OMG I can't believe this fallacy still exists in trading!

Well, it's kind of a linear thing. I mean if a $100 stock drops to $95 (a 5% loss obviously), one only needs to gain 5.62% to break even. $90---> a 10% drop---> you need 11.1% to break even. That's why most normal stocks can channel or trend in one direction or the other.

I can't think of too many stocks that channel in a 50%/100% range. Maybe some of those crazy Chinese stocks that appear out of nowhere for a few days that go from $10 to $200 and then to $3... but as a whole, not too many on the SPX.

And sure there'll be news events that may cause an oversold condition, but that breaks the channel, and if the news is nothing, the stock will return to the channel once the dust settles.

There will always be exceptions... but for every NVDA and META.... you can find a SNAP and TWLO.

Yes but my point is that even though a stock drops from 100 to 95 (5%) and it takes 5.62% to return to 100 does not mean that the stock is at some mathematical disadvantaged to return to 100. The stock will go down $5 and $5 with the same sentiment.
 
Yes, but you are talking about sentiment, and basing a trading decision on that, not on the fallacy that it will somehow be harder for the stock to return to its previous level. If sentiment changes the stock will return to that level. The traders fallacy is claiming that with sentiment being equal, somehow the math will hold it back lol. If that's not the case then why is it even a thing?

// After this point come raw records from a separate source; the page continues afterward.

PR #90, opened 2025-11-28
Box search no longer off screen, zoom on scroll, bottom left buttons removed.

banhidiboti:
Resolves https://github.com/biggraph/lynxkite-2000-enterprise/issues/250 and resolves https://github.com/biggraph/lynxkite-2000-enterprise/issues/251 and resolves https://github.com/biggraph/lynxkite-2000-enterprise/issues/252

### DIFF
--- a/lynxkite-app/web/src/workspace/NodeSearch.tsx
+++ b/lynxkite-app/web/src/workspace/NodeSearch.tsx
@@ -131,16 +131,14 @@ export default function NodeSearch(props: {
   const [selectedIndex, setSelectedIndex] = useState(0);
   const itemRefs = useRef<(HTMLButtonElement | null)[]>([]);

The whole premise is wrong. If a position goes from $100 to $50, then it needs to gain $50 to be even again. That's it. There is no math or probabilities handicapping it's movement. The only thing that matters are market factors. What the traders fallacy is basically trying to say that if a stock drops from $100 to $99 then it will be harder for it to return to $100 because of math...not market factors. (100-1%=99+1% is 99.999 not 100) so theoretically the market would be in a terminal state of decline.
You'll understand one day ... maybe.

BTW you brought sentiment into it. Not me.

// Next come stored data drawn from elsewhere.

PR #93, opened 2026-01-06
Remove tooltip question marks, other tooltip improvements

banhidiboti:
In the current tooltips, there are no question marks, they can be accessed by hovering over the title or the label. There is a 1-second delay between hovering and the tooltip appearing. Tooltips no longer pop up underneath another element, and there was a flickering issue which is now gone.

Also Tooltips now rely on a single, global tooltip system.

Resolves https://github.com/biggraph/lynxkite-2000-enterprise/issues/267

### DIFF
--- a/lynxkite-app/web/src/workspace/nodes/NodeParameter.tsx
+++ b/lynxkite-app/web/src/workspace/nodes/NodeParameter.tsx
@@ -14,13 +14,9 @@ const MODEL_OUTPUT_MAPPING = "lynxkite_graph_analytics.ml_ops.ModelOutputMapping
 function ParamName({ name, doc }: { name: string; doc: string }) {
   return (
     <div className="param-name-row">
-      {doc ? (
-        <Tooltip doc={doc}>
-          <span className="param-name">{name.replace(/_/g, " ")}</span>
-        </Tooltip>
-      ) : (
+      <Tooltip doc={doc}>
         <span className="param-name">{name.replace(/_/g, " ")}</span>
-      )}
+      </Tooltip>
     </div>
   );
 }


lynxkite-app/web/src/workspace/nodes/NodeParameter.tsx
```diff
@@ -14,15 +12,15 @@ const MODEL_INFERENCE_INPUT_MAPPING =
...
-  const help = doc && (
-    <Tooltip doc={doc} width={200}>
-      <Help />
-    </Tooltip>
-  );
   return (
     <div className="param-name-row">
-      <span className="param-name">{name.replace(/_/g, " ")}</span>
-      {help}
+      {doc ? (
```
darabos: This check is not necessary. Just do the `<Tooltip>` always. Inside `Tooltip` we check if `doc` is undefined and just return the internal element in that case.

lynxkite-app/web/src/workspace/nodes/LynxKiteNode.tsx
```diff
@@ -182,28 +182,27 @@ function LynxKiteNodeComponent(props: LynxKiteNodeProps) {
...
+                <span className="title-title">{data.title}</span>
+                {data.error && (
+                  <Tooltip doc={`Error: ${data.error}`}>
+                    <AlertTriangle />
+                  </Tooltip>
+                )}
+                {data.collapsed && (
+                  <Tooltip doc="Click to expand node">
+                    <Dots />
+                  </Tooltip>
```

I'll stick with simple math.
 
I don’t know about others. However, I can easily hold a stock dropping from 100 to 50 but rarely holding a winner from 50 to 100. So the math works for me in a bad way.

Even though OP is correct that stock price can go up or down the same amount symmetrically it’s not so for most traders/trading accounts.
 
Yes but my point is that even though a stock drops from 100 to 95 (5%) and it takes 5.62% to return to 100 does not mean that the stock is at some mathematical disadvantaged to return to 100. The stock will go down $5 and $5 with the same sentiment.
Sure... some stocks are more volatile, more actively traded, and the moves are bigger. TSLA makes your case perfectly. +/- 4% days are normal for it. And there's stocks that make big moves down after an earnings report, only to retrace back up in a few sessions.

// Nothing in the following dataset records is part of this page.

PR #103, opened 2026-01-09
Show only one tooltip on node titles

banhidiboti:


lynxkite-app/web/src/workspace/nodes/LynxKiteNode.tsx
```diff
@@ -209,6 +209,12 @@ function LynxKiteNodeComponent(props: LynxKiteNodeProps) {
     borderColor,
     boxShadow: `0px 5px 30px 0px ${color.toString()}`,
   };
+  const titleTooltip = data.collapsed
+    ? "Click to expand node"
+    : data.error
+      ? `Error: ${data.error}`
+      : data.meta && data.meta.value && data.meta.value.doc;
```
darabos: Where did you get `meta.value` from? There's no `meta.value` anymore. Anyway, let's just use `summary`, so we're consistent:

```suggestion
  const titleTooltip = data.collapsed ? "Click to expand node" : summary;
```

darabos (commented):
Cool, thank you!

PR #123, opened 2026-01-21
Convert Python code to a workspace, live updates, agent

darabos:
For https://github.com/biggraph/lynxkite-2000-enterprise/issues/284. This is just the beginning, but I'm glad to see it works.

image

Being able to look at regular Python code as a LynxKite workspace is cool in itself. It's also a step toward using LynxKite as a vibe-coding aid.

I've got to make the plots work and figure out the right way to use it with CRDT. Do we want to allow changes in LynxKite? Would those update the Python code? I think yes and yes. But also if the .py file changes, we want to update the workspace.


darabos:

It all depends on which stock you are talking about and the reason behind the drop. If some stalwart blue-chip gets cut in half for a good reason and you own it.... you might as well look at that and say "I need a 100% gain from here and that is highly unlikely to happen", because it is highly unlikely to happen. Even a 30% drop.

But sure, you take a stock like C3AI ($AI) --- with a low float, WSB's, high short interest, etc... yeah all bets off. $40 one week, $25 the next, $45 the next. But you won't see that with say... a Home Depot. If it gets cut in half, you're f'd.
 
This guy misses the bigger picture. When your stock drops from $100 to $50, you have lost 50% of your monies. So, if you started with $10,000, you are now down to $5,000 and have to start at a lower capital base to try and get even and make up that $5,000, just to break even. A very huge hole to get out of! In one of the pillars of Ed Seykota's trading, he says to cut your losses and let your winners run. That is the only way you will make huge monies in the stockmarket.
 
WXY - you're not factoring in that after a 50% drop the trader can buy twice the number of shares with the same cost basis.

All I'm saying is if after a 50% draw down, your only reasoning to sell your position is because you believe that the math is against the stock recovering then you would be wrong in your assessment. The math actually supports that the stock will recover and most likely continue to higher highs ...just look at any index.
 
You'll understand one day ... maybe.

BTW you brought sentiment into it. Not me.

I'll stick with simple math.

What are you talking about? Sentiment is what affects price action . If the "simple math" actually affected price action then the market would be in a perpetual downtrend when in reality it's in a perpetual uptrend.